I just met a HOT boy toy...he's taking summer classes at my school....he is only 23.......and so freaking adorable....we talked for hours on a bench in the shade.....then went somewhere private and had hot makeout session.....i doubt if anything serious comes out of it, because of the age difference, but we'll definitely have some crazy sex, might break a couple of beds!!


----------



## Mystic Rain (Jul 9, 2010)

Usually I try to find someone around my age, but I don't discriminate someone maybe a few years younger. Age doesn't always define maturity. However, I've always gotten along way better with people 10-20 years older than me, men and women alike. 

Even as a kid, I've had trouble hanging out with my own age group. In school, especially high school, I felt like I was out of place with my peers.

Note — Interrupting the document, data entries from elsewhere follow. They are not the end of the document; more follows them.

PR #431, opened 2023-08-06
Dynamic ticks

adhusson:
(PR is currently empty, this is a placeholder) 

2 options for dynamic ticks. The choice is about whether the ticksize of a pair (eg. should price points be every base tick, every 2nd base tick, every 10 base tick, etc?) is auto-handled by Mangrove or not.

* **raw**: offerlists are now a triplet `(outbound, inbound, tickScale)`. You can open/close them like before. Users should specify the right `tickScale` when interacting with mangrove — they should know “where the action is”.

* **assisted**: offerlists are _internally_ `(outbound,inbound,tickScale)`, but Mangrove has an internal notion of the “current” `tickScale`. The public-facing ABI only lets people give an `(outbound,inbound)` pair, so people can only interact with the current `tickScale` (except to remove offers that were created when a different `tickScale` was the default). When the `tickScale` is changed by governance, all current offers linger in a “zombie” state where they cannot be taken (but don’t pollute the OB) and can only be retracted.

**raw** has less complex smart contract code but requires more client-side work (and more cognitive overhead in general for integrators) and increases fragmentation risk. It is also more ‘stable’ from the pov of ecosystem development / smart contract: a triplet clearly defines the set of offers you’ll interact with and with what ticksize.

**assisted** has more complex smart contract code but maintains the current straightforward ABI (except for `retractOffer`) and forces all liquidity for a pair to be in one place. It is also less ‘stable’ from the pov of ecosystem development / smart contracts: offers can become un-changeable without a `retractOffer`, and the detailed semantics of the `(outbound,inbound)`` pair they interact with can change with no warning.

Note: by its nature UniV3 goes beyond **raw**: it cannot even prevent the activation of a pool with a given tick size, whereas Mangrove governance can, under the **raw** option, enable/disable `(out,in,tickScale)` triplets.

Since **assisted** is 1) nontrivial codewise and 2) introduces too much smart contract risk to my taste and 3) is less predictable as an ‘ecosystem object’ and also 4) anyway governance can always choose to enable only one triplet at a time, I would like to start work on a raw POC for now. But what do you think?


lnist:
I agree with your assessment. An even more restrictive "raw" option is to have tickScale constant for a Mangrove instance, but then have multiple Mangrove instances, one for each desired tickScale. It would complicate interaction and integration, but can end up with multiple Mangrove instances anyway due to upgrades - this would force our hand in that direction (it is not without cost to deployment, mangrove.js and UI to do this).
A benefit would be simpler maps (saves a bit of hashing) and fewer parameters and very controlled set of tickScales.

I couldn't mentally connect and I was often irritated and fustrated with them doing things that they were supposed to be doing at their age. 

I'm not normal, I know. I've long figured that out.


----------



## AnnMarie (Jul 9, 2010)

It's funny you say that because growing up and into my late 20s, I always gravitated toward older friends, older dates (lost my virginity to someone 26 years my senior, which now makes me wretch when I think about it).... but yeah, my pendulum just ended up swinging a bit the other way as I got older and didn't follow the same marriage/family/kids path as so many other people... 

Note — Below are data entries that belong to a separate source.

PR #433, opened 2023-08-07
feat(maker): Introduce tick-based maker API

espendk:
This PR adds a tick maker API `{new|update}OfferByTick` and renames the old `{new|update}Offer` functions to `{new|update}OfferByVolume`.

## Notes
- Gatekeeping tests for the API should be revisited once input ranges and precisions is stable.
- The `test_snipe_correct_amount_auto` test in `TakerOperations.t.sol` has been commented out as it was failing; It's not clear why.


adhusson (approved):
LGTM, I just restored the `insertionTick` name because I had `tick` for a while and renaming it to `insertionTick` helped me reason about code correctness way more easily

edit: I don't know if you want to merge or squash so I'll let you go over it :)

It's interesting how all that goes.


----------



## BBW_Blondie (Jul 9, 2010)

I have typically dated older men and just used the younger ones for sex. :blush:


----------



## Zephirym (Jul 26, 2010)

BBW_Blondie said:


> I have typically dated older men and just used the younger ones for sex. :blush:



you can use me XD


----------



## CAMellie (Jul 29, 2010)

I definitely prefer younger partners. My fiancee is 13 years younger than me and we connect on so many levels that it's scary sometimes.


----------



## spiritangel (Jul 29, 2010)

I am open, younger or older depending on maturity and chemistry and the like, I have never really been ageist


----------



## BBW4Chattery (Jul 29, 2010)

My two long term relationships were with older guys... 5 years and 7 years. I've dated only older guys... or same age... with the except of 2 fellas.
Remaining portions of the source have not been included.